Sure, of course, this is just my personal opinion based upon my experiences. Admittedly, an important thing for running Vista and having a good experience with it is having a system that is up to the task. The fact that Vista likes to run on newer hardware, higher memory, etc is perhaps one of the significant reasons public perception of Vista was negative. I suspect the same issues occured when folks tried to put XP on systems designed for the requirements of Windows 95 or 98...the systems just didn't run XP as well as XP could perform on new systems. (I have an older laptop that I wouldn't dare put Vista on and use XP on that laptop; I don't enjoy using that laptop as much as my other system). SP1 for Vista has also been a significant milestone to making Vista a better overall OS. In any event, here are some quicks thoughts (in no particular order) on the things that, in my opinon, make Vista (out of the box) better than XP (out of the box):

- better security
- 64 bit OS significantly more stable than 64 bit XP OS
- 64 bit OS is very fast (and can run 32 bit programs with no problem)
- Ability to run in prior Window versions compatability modes (XP, 2000, 98, 95) in an effort to utilize older software
- Aero interface put the graphics load on the GPU rather than taking away from the CPU
- bit locker encryption
- Adminstrative tools iimproved and administrative interface more logical
- Superfetch for memory
- Indexing for fast HD access
- Side bar
- Auto backup
- Automatically synchronizes files with same files on other computers on network
- Remote desktop
- Graphic user interface more appealing
- Stability

Those are some quick thoughts.


----------



## BubblePuppy (Nov 3, 2006)

I juat bought two laptops that run Vista, one runs 32 and the other runs 64.
My dektops is running XP.
I really like Vista over XP except for one issue; my three computers are networked and the two Vista laptops can see all three computers but my XP desktop doesn't see the two laptops. I talked with several people and they have all said that that is a problem with vista. For some reason Vista won't allow XP so see Vista computers.
If anyone has a solution I would appreciate the help.


----------



## Steve (Aug 22, 2006)

Hansen said:


> - better security
> - 64 bit OS significantly more stable than 64 bit XP OS
> - 64 bit OS is very fast (and can run 32 bit programs with no problem)
> - Ability to run in prior Window versions compatability modes (XP, 2000, 98, 95) in an effort to utilize older software
> ...


Thanks for taking the time to list those features! Unfortunately for me, there's still no "killer app" in that list that will compel me to upgrade, even on my 2 dual core machines with 2 and 3 GB memory respectively and AGP video cards.

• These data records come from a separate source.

PR #4391, opened 2026-09-09
fix(renderer): distinguish an active-but-empty isolate set from no isolation in shadow occluder collection

### LINKED ISSUE #4485: Viewer: isolated-out geometry still casts shadows (empty isolate set read as no isolation)
Geometry that has been isolated *out* still casts a shadow in the 3D view.

**Cause.** `packages/renderer/src/shadow-occluders.ts`'s `anyVisible()` re-derives the visibility rule instead of using the shared one, and gets the empty case wrong:

```ts
const hasIsolate = isolatedIds != null && isolatedIds.size > 0;
if (!hiddenIds && !hasIsolate) return true;
```

`entity-visibility.ts` documents `isolatedIds` as meaningfully nullable — `null`/`undefined` means *no isolation*, an empty `Set` means *isolate nothing*. The `size > 0` term collapses those, so an active-but-empty isolate set reads as "no isolation" and a fully isolated-out mesh keeps casting a full shadow.

It disagrees with every other consumer of the same rule — `isEntityVisible`, `classifyBatchVisibility` in the *same file*, `picking-manager.ts` and `scene.ts` all correctly test `isolatedIds != null`.

**Fix.** Have `anyVisible()` delegate to `isEntityVisible()` rather than re-deriving the rule, which removes the divergence instead of patching this instance of it.

**Verified**: mutation-tested (reverting the delegation reddens exactly the new test, 1 of 30), full `packages/renderer` suite 1449 passing. All three states asserted — no isolation casts, non-empty isolation casts only its matches, active-but-empty casts nothing.

Worth noting this is a rendering defect a user can see, not hardening: it surfaced from a codebase-wide sweep for the same `empty means absent` shape behind #4328, and it was the only instance outside the export paths.

PR **#4391** carries the fix. Raising this so the work has an issue to close.

BIMvoice:
## Summary

- Sweep for the "empty collection means absent" fail-open shape (same family as #4364/#4386's `isolated_active: !opts.isolated.is_empty()`), scoped to code paths not already claimed by an open PR.
- `anyVisible()` in `packages/renderer/src/shadow-occluders.ts` derived `hasIsolate = isolatedIds != null && isolatedIds.size > 0`, which collapsed an active-but-empty isolation `Set` (a real, reachable state — see `entity-visibility.ts`'s documented contract: `null`/`undefined` = no isolation, empty `Set` = isolate nothing) into "no isolation active". A textured mesh or standalone mesh under that state kept casting a shadow for the whole scene instead of casting nothing, disagreeing with every other visibility surface in the renderer (`isEntityVisible`, `classifyBatchVisibility`, `picking-manager.ts`, `scene.ts`).
- Fixed by delegating `anyVisible()` to the existing `isEntityVisible()` helper — the same canonical check `classifyBatchVisibility()` already uses in this file — instead of re-deriving the hide/isolate rule.

## Test plan

- [x] RED: added a test asserting `collectShadowOccluders` casts nothing under an active-but-empty `isolatedIds` set; failed against the pre-fix code (`actual` still contained a `'textured'` draw).
- [x] GREEN: same test passes after the fix.
- [x] Three-state coverage added: no isolation → everything casts; non-empty isolation → only the matched subset casts; active-but-empty isolation → nothing casts.
- [x] Mutation test: reverted `anyVisible()` to the old `hasIsolate`-gated logic — the new test fails (1 of 30); restored the fix — all 30 pass.
- [x] Full `packages/renderer` suite: 1449 passed, 1 pre-existing skip, 0 failures.
- [x] `node scripts/check-module-size.mjs`: `EXIT=0`, `0 new over 400`.
- [x] Changeset added (`@ifc-lite/renderer` patch).

No mocked boundary here — `collectShadowOccluders`/`anyVisible`/`isEntityVisible` are plain, dependency-free functions exercised directly.

## Summary by CodeRabbit

* **Bug Fixes**
  * Fixed phantom shadows from meshes that are fully excluded by an active, empty isolation filter.
  * Shadow casting now correctly reflects visibility isolation: no filter casts normally, selective filters cast only matching meshes, and empty filters cast no shadows.

* **Tests**
  * Added coverage for all isolation-filter states affecting mesh shadow casting.

Closes #4485

### DIFF
--- a/.changeset/shadow-occluder-empty-isolate.md
+++ b/.changeset/shadow-occluder-empty-isolate.md
@@ -1,0 +1,5 @@
+---
+"@ifc-lite/renderer": patch
+---
+
+Fix sun shadow occluder collection treating an active-but-empty isolation set the same as no isolation, which let a fully isolated-out textured mesh or standalone mesh keep casting a phantom shadow instead of casting nothing.
--- a/packages/renderer/src/shadow-occluders.test.ts
+++ b/packages/renderer/src/shadow-occluders.test.ts
@@ -119,6 +119,51 @@ describe('collectShadowOccluders', () => {
     assert.deepEqual(kinds, ['instanced']);
   });
 
+  // Three-state check on `isolatedIds`, matching `entity-visibility.ts`'s documented
+  // rule ("an EMPTY set means isolate nothing... do not collapse the two"):
+  //   1. no isolation (undefined)        → everything casts.
+  //   2. non-empty isolation             → only the matched subset casts.
+  //   3. active-but-empty isolation      → NOTHING casts (the bug: `anyVisible`'s
+  //      `hasIsolate = isolatedIds != null && isolatedIds.size > 0` collapsed this
+  //      to "no isolation active" and let the whole batch cast a phantom shadow).
+  it('casts nothing (not everything) for a textured/individual mesh under an active-but-empty isolate set', () => {
+    const mesh: Mesh = {
+      expressId: 900,
+      vertexBuffer: buf('mesh-v'),
+      indexBuffer: buf('mesh-i'),
+      indexCount: 6,
+      color: [1, 1, 1, 1],
+      transform: { m: originModelMatrix(undefined) },
+      hydrated: false,
+    } as unknown as Mesh;
+    const draws = collectShadowOccluders(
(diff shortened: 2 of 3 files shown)


louistrue (approved):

Looking at your list, security has never been an issue on my network, courtesy of Avira and Windows Defender doing their jobs so well. Search 4.0 takes care of my indexing (I understand it's identical to what's available in Vista). I believe I enjoy similar memory prefetch performance, courtesy of XP SP3... apps now appear to open instantaneously since that update, and stability is hardly an issue. My reboots are typically the result of Microsoft patches.

I run third-party auto-backup, sychronization and encryption utilities now, and I admit it would be nice to have them be part of the OS, but on their own, still not a compelling reason for me to switch.

I'm not a 64 bit user, so I can't comment performance of one OS vs. the other on those boxes, and backwards compatibility probably not an issue for XP users. 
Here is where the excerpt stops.